Hurricane Ida Is Hitting Louisiana Amid a Covid-19 Surge. It’s a Nightmare in the Making.

Hurricane Ida has officially made landfall in Louisiana. There’s never a good time for one of the worst storms to ever strike the state to make landfall, but now is a particularly nightmarish moment.

Louisiana is grappling with its worst covid-19 surge since the pandemic began. The state reported 3,428 new cases as of Friday. More worryingly, 84% of its ICU hospital beds are full, according to data from the U.S. Department of Health and Human Services and compiled by the Daily Advertiser. The vast majority of those beds are in the New Orleans area, which is located on the most dangerous side of Ida, and Baton Rouge, which will face some Ida’s most devastating impacts as well. Mississippi will likewise be blasted by Ida’s rain and storm surge right as the state takes the ignominious distcintion of highest deaths per capita of covid-19 anywhere in the U.S.

In an era of climate change and pandemic, nothing happens in a vacuum. The situation unfolding in the South shows how crises can cascade on top of each other — and raise the risk of deadly outcomes.

Vaccination Rates Are Low and Hospitals Are Crunched

Louisiana and Mississippi have some of the lowest vaccination rates in the U.S. Fewer than half of each state’s population have received a first covid-19 vaccine shot. That’s led to the crushing summer wave of covid-19 across the region, straining hospitals to the limits.

Because this is a regional problem across the South and because Ida’s impacts will be so widespread as it pushes inland, that means there simply aren’t many hospital beds available to move those who are critically ill. Some of the sickest patients in Ida’s path were moved, but many hospitals are largely hunkering down and helping the patients they do have as Ida hits.

“We don’t have any place to bring those patients,” Louisiana Gov. Bel Edwards told the AP. “Not in state, not out of state.”

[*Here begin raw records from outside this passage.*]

PR #837, opened 2023-01-26
Improve ACME `device-attest-01` challenge validation logic

hslatman:
This PR addresses https://github.com/smallstep/certificates/issues/1233.

When CLI is used with an outdated CA, it will show the error as follows:

```console
step ca certificate --attestation-uri yubikey:slot-id=82 12345678 attest.crt --context acmeda --provisioner acmestep
✔ Provisioner: acmestep (ACME)
Using Device Attestation challenge to validate "12345678" . Error!

Unable to validate challenge: Attestation statement cannot be verified
exit status 1
```

When used with a CA that includes the changes from https://github.com/smallstep/certificates/pull/1235, it shows the following:

```console
step ca certificate --attestation-uri yubikey:slot-id=82 12345678 attest.crt --context acmeda --provisioner acmestep
✔ Provisioner: acmestep (ACME)
Using `device-attest-01` challenge to validate "12345678" . Error!

Unable to validate challenge: challenge identifier "12345678" doesn't match the attested hardware identifier "87654321"
exit status 1
```


hslatman:
Depends on https://github.com/smallstep/certificates/pull/1235

utils/cautils/acmeutils.go
```diff
@@ -494,7 +496,76 @@ func doDeviceAttestation(ctx *cli.Context, ac *ca.ACMEClient, ch *acme.Challenge
...
+			isValid = true
+			break
+		}
+		ui.Printf(".")
+		time.Sleep(2 * time.Second) // NOTE: a bit shorter than the other challenge types
+	}
+	if !isValid {
+		ui.Printf(" Error!\n\n")
+		return errors.New(extractDetailedErrorMessageFromChallenge(vch))
+	}
```
maraino, line 537: It looks like we can refactor this, and use it for http-01 challenges too. Perhaps passing the sleep duration as a parameter.

maraino (changes requested):

utils/cautils/acmeutils.go
hslatman: Fixed in https://github.com/smallstep/cli/pull/837/commits/9df571805ce11deeebf860225105b717b5f4d2a0. The HTTP challenge didn't break early on `invalid`, but I think it makes sense to do it in that case too. The CA will invalidate challenges when the key authoriization isn't correct; that's not going to be fixed by repeating the request.

utils/cautils/acmeutils.go
```diff
@@ -494,7 +496,76 @@ func doDeviceAttestation(ctx *cli.Context, ac *ca.ACMEClient, ch *acme.Challenge
...
+
+	ui.Printf(" done!\n")
+	return nil
+}
+
+func extractDetailedErrorMessageFromChallenge(vch *acme.Challenge) string {
+	switch {
+	case vch == nil:
+		// shouldn't happen in normal flow
+		panic(stderrors.New("no ACME challenge to extract potential error from"))
```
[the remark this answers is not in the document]
hslatman: Fixed in https://github.com/smallstep/cli/pull/837/commits/9df571805ce11deeebf860225105b717b5f4d2a0.

utils/cautils/acmeutils.go
```diff
@@ -494,7 +483,94 @@ func doDeviceAttestation(ctx *cli.Context, ac *ca.ACMEClient, ch *acme.Challenge
...
+		// the retry logic intact for now.
+		if vch.Status == "invalid" {
+			break
+		}
+		if vch.Status == "valid" {
+			isValid = true
+			break
+		}
+		ui.Printf(".")
+		time.Sleep(durationBetweenAttempts) // NOTE: a bit shorter than the HTTP challenge type
```
maraino, line 534: The comment does not make sense now.

```suggestion
		time.Sleep(durationBetweenAttempts)
```

maraino (dismissed):
Looks good but we should remove one comment.

maraino (approved):

PR #839, opened 2023-01-31
Clarify init questions about CA addresses

tashian:


command/ca/init.go
```diff
@@ -523,9 +523,9 @@ func initAction(ctx *cli.Context) (err error) {
 	if pkiOnly {
 		pkiOpts = append(pkiOpts, pki.WithPKIOnly())
 	} else {
-		ui.Println("What DNS names or IP addresses would you like to add to your new CA?",
+		ui.Println("What DNS names and IP addresses will clients use to reach your CA?",
```
dopey, line 526: This makes me think I need DNS names **and** IP addresses.

dopey (commented):
As it's written, the new prompt makes me think I need both an IP address and a DNS name.

command/ca/init.go
tashian: good call, changed it back to `or`

jdoss:
LGTM Carl. You are my hero.

jdoss (approved):

PR #840, opened 2023-01-31
Fix `goimports` error in GitHub actions

hslatman:
Noticed some issues running actions for https://github.com/smallstep/cli/pull/837. Some file wasn't formatted properly and resulted in the [following output](https://github.com/smallstep/cli/actions/runs/4055757550/jobs/6979640264) on GitHub Actions:

```
 Running [/home/runner/golangci-lint-1.50.1-linux-amd64/golangci-lint run --out-format=github-actions --timeout=30m] in [] ...
  Error: File is not `goimports`-ed (goimports)
```

But no further info on what file it was about.

File might've been in the Actions cache, as I hadn't pulled latest `master` yet.

### DIFF
--- a/command/ca/init.go
+++ b/command/ca/init.go
@@ -566,7 +566,7 @@ func initAction(ctx *cli.Context) (err error) {
 		if helm {
 			ui.Println("What IP and port will your new CA bind to (it should match service.targetPort)?", ui.WithValue(ctx.String("address")))
 		} else {
-            ui.Println("What IP and port will your new CA bind to? (:443 will bind to 0.0.0.0:443)", ui.WithValue(ctx.String("address")))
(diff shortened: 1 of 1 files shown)


dopey (approved):

tashian:
Thanks for catching this Herman. Do we need to revisit the action to make it clearer?
I'd love some kind of pre-commit hook that runs `go fmt`. I haven't taken the time to set that up.

hslatman:
Using a (shared) pre-commit could work, but needs some coordination and sometimes clashes with other tools doing the same thing at the same time. VS Code will perform some best practice changes automatically, for example.

So far I haven't seen this happening a lot. The main thing that confused me was that there was no filename in the Actions log output, so not easy to see what had to be fixed. Normally when using the linter it does output filenames, so I don't think the Action needs a fix. We could provide a `make fmt` (backed by `goimports`) that does the right thing and that can be plugged in a local git config, perhaps?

Power outages are already sweeping across Louisiana. As of early afternoon, nearly 224,000 customers were without power in the state, mostly in the southeast corner where Ida came ashore. More outages are likely as the hurricane pushes inland, and that means patients and hospital staff will have to rely on emergency generators to keep on the lights and ventilators keeping covid-19 patients alive. In Sandy and Katrina, hospitals notoriously lost power and backup generators failed with catastrophic and deadly results. Ida will test hospitals, and see if they’ve learned from past failures.

Shelters Will Put People in Close Proximity

Hurricane shelters have opened across the region. Last year, disaster experts worried that covid-19 could spread in shelters amidst what was the worst hurricane season ever recorded. But it’s an even bigger worry now with the more transmissible Delta variant causing the majority of infections across the U.S. and the aforementioned lower vaccination rates in Louisiana and Mississippi.

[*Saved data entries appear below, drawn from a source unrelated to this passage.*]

PR #861, opened 2023-03-02
Add a debian:bullseye base image

tashian:
Related to smallstep/certificates#1286

- [ ] build this image as part of the release process
- [ ] tag it with `:bullseye` in Docker Hub

### DIFF
--- a/docker/Dockerfile.debian
+++ b/docker/Dockerfile.debian
@@ -18,8 +18,7 @@ RUN apt-get update \
         && apt-get upgrade \
         && apt-get install -y --no-install-recommends curl \
         && addgroup --gid ${STEPGID} step \
-        && adduser --disabled-password --uid ${STEPUID} --gid ${STEPGID} step \
-        && chown step:step /home/step
+        && adduser --disabled-password --uid ${STEPUID} --gid ${STEPGID} step
 
 
 COPY --from=builder /src/bin/step "/usr/local/bin/step"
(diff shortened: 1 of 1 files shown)


docker/Dockerfile.debian
```diff
@@ -0,0 +1,32 @@
...
+FROM debian:bullseye
+
+ENV STEP="/home/step"
+ENV STEPPATH="/home/step"
+ARG STEPUID=1000
+ARG STEPGID=1000
+
+RUN apt-get update \
+        && apt-get upgrade \
+        && apt-get install -y --no-install-recommends bash curl tzdata \
```
maraino, line 19: `bash` and `tzdate` are in the default `debian:bullseye` image.

I guess curl is a nice-to-have thing.

docker/Dockerfile.debian
```diff
@@ -0,0 +1,32 @@
...
+ENV STEPPATH="/home/step"
+ARG STEPUID=1000
+ARG STEPGID=1000
+
+RUN apt-get update \
+        && apt-get upgrade \
+        && apt-get install -y --no-install-recommends curl \
+        && addgroup --gid ${STEPGID} step \
+        && adduser --disabled-password --uid ${STEPUID} --gid ${STEPGID} step \
+        && chown step:step /home/step
```
maraino, line 22: `chown` is not needed, adduser will do that by default:

```suggestion
        && adduser --disabled-password --uid ${STEPUID} --gid ${STEPGID} step
```

maraino (approved):

PR #873, opened 2023-03-09
Add bundle to x509 needs-renewal command.

### LINKED ISSUE #870: [Bug]: `step certificate needs-renewal` should only run against leaf certificate by default.
### Steps to Reproduce

```
step certificate needs-renewal foo.crt --expires-in 10%
percentUsed = 0.4698455540134039
percentThreshold = 10
percentUsed = 10.521388327147696
percentThreshold = 10
```

### Your Environment

* OS - Mac OS
* `step` CLI Version - 0.23.2

### Expected Behavior

I think the expectation here would be that the needs-renewal is only for the leaf certificate. Otherwise it's difficult to make an automated renewal decision.  E.g., if we return the certificate does need renewal, but it's actually one of the intermediates that trips the comparison, that would surprise me as a user.

### Actual Behavior

All certificates in the chain are checked for needing renewal.

### Additional Context

Feels like `--bundle` should be used if all certificates in the chain are expected to be checked.

### Contributing

dopey:
Fixes #870 

- Fixes unexpected behavior of implicitly applying needs-renewal to every cert in the bundle


command/certificate/needsRenewal.go
```diff
@@ -109,6 +120,11 @@ authenticity of the remote server.
 
     **directory**
 	:  Relative or full path to a directory. Every PEM encoded certificate from each file in the directory will be used for path validation.`,
+			},
+			cli.BoolFlag{
+				Name: `bundle`,
+				Usage: `Check all certificates in the order in which they appear in the bundle.
+By default (without this flag) this command will only check the leaf certificate.`,
```
maraino, line 127: I think the default option can be clarified in the description.

maraino (commented):
The old code has also an exit code `2` that is not documented.

command/certificate/needsRenewal.go
```diff
@@ -22,13 +23,16 @@ func needsRenewalCommand() cli.Command {
 		Action: cli.ActionFunc(needsRenewalAction),
 		Usage:  `Check if a certificate needs to be renewed`,
 		UsageText: `**step certificate needs-renewal** <cert-file or hostname>
-[**--expires-in**=<percent|duration>] [**--roots**=<root-bundle>] [**--servername**=<servername>]`,
+[**--expires-in**=<percent|duration>] [**--bundle] [**--verbose]
```
maraino, line 26: Two missing **

command/certificate/needsRenewal.go
```diff
@@ -48,11 +52,22 @@ Check if certificate.crt has passed 66 percent of its validity period:
 $ step certificate needs-renewal ./certificate.crt
 '''
 
+Check if any certificate in the bundle has passed 66 percent of it's validity period:
```
maraino, line 55: Clarify in the first example that is the leaf certificate. `Check if the leaf certificate.crt ...`

command/certificate/needsRenewal.go
```diff
@@ -185,12 +210,26 @@ func needsRenewalAction(ctx *cli.Context) error {
...
+	return isVerboseExit(false, isVerbose)
+}
+
+func isVerboseExit(needsRenewal, isVerbose bool) error {
+	if isVerbose {
+		fmt.Println(needsRenewal)
+	}
+	if needsRenewal {
+		return nil
+	}
```
maraino, line 233: I didn't know that when the certificate doesn't need renewal shows the following:

```
$ step certificate needs-renewal acme.crt
certificate does not need renewal
```

So perhaps the verbose option is not necessary.

command/ssh/needsRenewal.go
```diff
@@ -130,17 +137,27 @@ func needsRenewalAction(ctx *cli.Context) error {
...
+	return isVerboseExit(false, isVerbose)
+}
+
+func isVerboseExit(needsRenewal, isVerbose bool) error {
+	if isVerbose {
+		fmt.Println(needsRenewal)
+	}
+	if needsRenewal {
+		return nil
+	}
```
maraino, line 161: Same comment as before. Perhaps show something only if needs renewal is false?

command/certificate/needsRenewal.go
```diff
@@ -110,6 +126,14 @@ authenticity of the remote server.
     **directory**
 	:  Relative or full path to a directory. Every PEM encoded certificate from each file in the directory will be used for path validation.`,
 			},
+			cli.BoolFlag{
+				Name:  `bundle`,
+				Usage: `Check all certificates in the order in which they appear in the bundle.`,
+			},
+			cli.BoolFlag{
+				Name:  "verbose, v",
+				Usage: `Return "true" or "false" in the terminal.`,
```
maraino, line 135: The verbose usage is not right. We don't show true or false.

command/ssh/needsRenewal.go
```diff
@@ -66,6 +68,10 @@ character. If using <duration>, the input must be a sequence of decimal numbers,
 each with optional fraction and a unit suffix, such as "300ms", "-1.5h" or "2h45m".
 Valid time units are "ns", "us" (or "µs"), "ms", "s", "m", "h".`,
 			},
+			cli.BoolFlag{
+				Name:  "verbose, v",
+				Usage: `Return "true" or "false" in the terminal.`,
```
maraino, line 73: ditto.

maraino (changes requested):

maraino (approved):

How Will Hospitals Cope With a New Disaster?

While there could well be a new bump in the covid-19 wave already hitting the South due to crowding in shelters, there are also acute needs that will surely crop up in the wake of the storm. That could stretch hospitals even closer to a breaking point.

Ida is likely to cause all manner of injuries. An analysis of 2008’s Hurricanes Gustav and Ike showed that nearly 3,000 people visited Red Cross field stations after the storms for acute pain, respiratory and gastrointestinal issues, and other factors. After Katrina, another study found both relief workers and survivors reported 7,543 nonfatal injuries from two to seven weeks after the storm, the most common of which were “fall and cut/stab/pierce” injuries.

What Ida holds remains to be seen. But given that sewage systems are starting to fail and that it’s ripping through a region with a high density of fossil fuel infrastructure, the risk of respiratory and gastrointestinal issues could be particularly high in addition to the inevitable injuries that occur during the recovery process. The hurricane injury surge will add to what medical professionals are already dealing with.

Disaster Fatigue Could Make Recovery Harder

The recovery process itself will also be impacted by covid-19. Last year, disasterologist Samantha Montano wrote about the risks of “disaster fatigue.” It’s a growing phenomenon in a country that has been besieged by climate disasters and crushed by a pandemic. In an eerily prescient piece from last June, here’s what she had to say:

The disasters the U.S. has faced so far during this pandemic have been relatively small in size and geographically confined. While that in no way diminishes the pain and destruction they have caused, it is an important distinction from a management perspective. They have required a smaller scale response compared to events the size of a Harvey or Maria. So, there are still unknowns about what will happen when a big disaster inevitably hits.

Her piece was written at the start of hurricane and wildfire seasons that were both record setters, even as the pandemic took hundreds of thousands of lives. Ida’s arrival as one of the strongest storms on record to hit Louisiana while the state — and the region — are in the grips of a horrifying covid-19 outbreak is a layering of two large-scale crises. Whether volunteer networks will turn out to help in the wake of Ida or stay home rather than risk catching covid-19 is an open question. But the trends certainly don’t bode well.